What do a popular classical music show in London, an international swimming competition in Budapest, an outdoor rock concert in Belgium and a new church in a tiny village in England have in common? Simply: all have benefited from the use of CAST Software’s wysiwyg lighting design toolkit.
With three churches already serving its population of 2,300, it’s perhaps surprising that one of them is building a new one in the Fenland Village of Isleham in Cambridgeshire. However: the congregation of High Street Church outgrew their existing chapel; determined to continue serving a growing congregation, they faced the necessity of a larger building.
In 2009, they began construction of The Ark, which, at 2,200 square meters, is believed to be one of the UK’s largest green oak buildings constructed in living memory. Now fully weather-proof, it is expected to be completed in the not-too-distant future.
But, where does wysiwyg come in? Jonny Billitt from event production and equipment hire company MTS Live, and a committed wysiwyg user for more “typical” lighting design applications, takes up the story.
“Designers and builders from the project initially contacted me for advice regarding the uplighting,” he explains. ”The main design requirements were to up-light the Hammer beams and room extremities, also achieving a good ambient lighting level. Wysiwyg was initially used to import building CADs and overlay installation schematics for the inground uplighters as the floor was being laid and the cabling needed to be in place. The building render and subsequent lighting design went from there. Using wysiwyg, I was able to demonstrate the concept using the 360-export feature, exhibiting the suggested fixtures and how they would realistically luminate the building.”
The 360° render of the interior of The Ark that Billitt created with wysiwyg is fantastically impressive, with its exquisite details to the architecture and lighting. The new building’s complex frame is traditional in inspiration and design, constructed entirely from green oak tastefully brought to life in the render with a subtle yet impacting lighting design.
Billitt used both Release 39 and the recently announced Release 40 of wysiwyg to create both the schematics and the higher-resolution 360º panoramas. The new release introduces security improvements to help protect user investment, along with a host of invaluable new features guided by the principle that “the devil is in the detail.”
For example: wysiwyg always hung fixtures on a default clamp length. However, since not all fixtures are hung with the same hardware, a new fixture property has been added to enable users to accurate portray final trim heights. In a similar vein, the Pipe and Drape Wizard has been updated to include some new functionality and options, allowing them to be more accurately specified and thus rendered.
Users requested a new feature that allowed them to control Light Emission for objects in Design mode, allowing for objects with light emitting properties to be dynamically controlled with Looks, as they can be with DMX in Live mode: this functionality has been implemented.

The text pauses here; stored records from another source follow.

PR #608, opened 2019-02-25
XRandR DPI Online Changes

### LINKED ISSUE #382: Re-read DPI before displaying new notification
Traveling laptop use case.
DPI can change on the fly, but running dunst will continue using outdated value that was in effect back when it was started.

bebehei:
Changes DPI values online when receiving a corresponding XEvent.

To verify:

```shell
xrandr --dpi "${DPI}"
```

See the `Query the X11 screen's DPI instead of monitor` commit's description for further info.

Fixes #382

### DIFF
--- a/src/x11/screen.c
+++ b/src/x11/screen.c
@@ -37,31 +37,42 @@ static int x_follow_tear_down_error_handler(void);
 static int FollowXErrorHandler(Display *display, XErrorEvent *e);
 static Window get_focused_window(void);
 
+
+/**
+ * A cache variable to cache the Xft.dpi xrdb values.
+ * We do not expect to change xrdb often, but there's much
+ * overhead to query it once.
+ *
+ * @retval -DBL_MAX: uncached
+ * @retval     <=0: Invalid and unusable value
+ * @retval      >0: valid
+ */
+double screen_dpi_xft_cache = -DBL_MAX;
+
+void screen_dpi_xft_cache_purge(void)
+{
+        screen_dpi_xft_cache = -DBL_MAX;
+}
+
 static double screen_dpi_get_from_xft(void)
 {
-        static double dpi = -1;
-        //Only run this once, we don't expect dpi changes during runtime
-        if (dpi <= -1) {
+        if (screen_dpi_xft_cache == -DBL_MAX) {
+                screen_dpi_xft_cache = 0;
+
                 XrmInitialize();
                 char *xRMS = XResourceManagerString(xctx.dpy);
 
-                if (!xRMS) {
-                        dpi = 0;
-                        return 0;
-                }
+                ASSERT_OR_RET(xRMS, screen_dpi_xft_cache);
 
                 XrmDatabase xDB = XrmGetStringDatabase(xRMS);
                 char *xrmType;
                 XrmValue xrmValue;
 
-                if (XrmGetResource(xDB, "Xft.dpi", "Xft.dpi", &xrmType, &xrmValue)) {
-                        dpi = strtod(xrmValue.addr, NULL);
-                } else {
-                        dpi = 0;
-                }
+                if (XrmGetResource(xDB, "Xft.dpi", "Xft.dpi", &xrmType, &xrmValue))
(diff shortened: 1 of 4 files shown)


src/x11/screen.c
```diff
@@ -37,31 +37,37 @@ static int x_follow_tear_down_error_handler(void);
...
+/**
+ * A cache variable to cache the Xft.dpi xrdb values.
+ * We do not expect to change xrdb often, but there's much
+ * overhead to query it once.
+ *
+ * @retval -DBL_MAX: uncached
+ * @retval      <=0: Invalid and unusable value
+ * @retval       >0: valid
+ */
+double screen_dpi_xft_cache = -DBL_MAX;
```
tsipinakis: `DBL_MAX` should probably be `DBL_MIN`

src/x11/screen.c
```diff
@@ -64,6 +64,27 @@ static double get_xft_dpi_value(void)
...
+                return screen_dpi_get_from_monitor(scr);
+
+        if (screen_dpi_get_from_xft() > 0)
+                return screen_dpi_get_from_xft();
+
+        /* Calculate the DPI on the overall screen size.
+         * xrandr --dpi <DPI> does only change the overall screen's millimeters,
+         * but not the physical screen's sizes. */
+        return ((((double)DisplayWidth  (xctx.dpy, 0)) * 25.4) /
+                 ((double)DisplayWidthMM(xctx.dpy, 0)));
```
tsipinakis: What happens with multi-monitor setups here? Perhaps `0` should be replaced with `scr->id`?

bebehei: It's explicitly a `0`. Because we're accessing the (virtual?) x11 screen and not a screen linked to a physical monitor. Run

```
> xrandr -q | head -n1
Screen 0: minimum 8 x 8, current 3840 x 1080, maximum 16384 x 16384
```

And this `0` given there in the code "hardcodes" it to that `Screen 0` mentioned by xrandr. While `scr->id` would reference the `nth` active physical monitor.

It "hardcodes" it to the `Screen 0` in this code. Yes, this code doesn't scale for "Screen 1`, this would be a problem. I don't know how to create multiple xrandr screens either. It covers 99.9% of all users DPI problems when you choose to change the DPI with xrandr.

The definitions of the terms of monitor, display, screen and output are a complete mess. Our "screen" is something completely different to the term screen used in xrandr.

src/x11/screen.c
bebehei: IEEE754 numbers are symmetrical. This works perfectly fine.

I've probably overseen the `DBL_MIN` definition.

src/x11/screen.c
bebehei: But yeah, It warrants a comment. I've added it.

bebehei:
Rebased and all points of your review covered.

tsipinakis:
Running this under a debugger looks like even after re-querying the Xresources db it still returns the old value and isn't updated when doing `xrdb -merge`. Does it work for you?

A new Rigging Point object has been added to CAD mode, to identify hang points for the temporary rigging for lighting designs. A Rigging Point can be represented by different symbols depending on their purpose and properties.
Among the new features of wysiwyg Release 40 is additional functionality for the software’s Truss Manager, allowing color type and color to be added, enabling each truss piece to be color-coded and named for easy visual identification on drawings. It’s hard to believe it was intended to be used for the oak trusses, beams and posts, from which The Ark is constructed.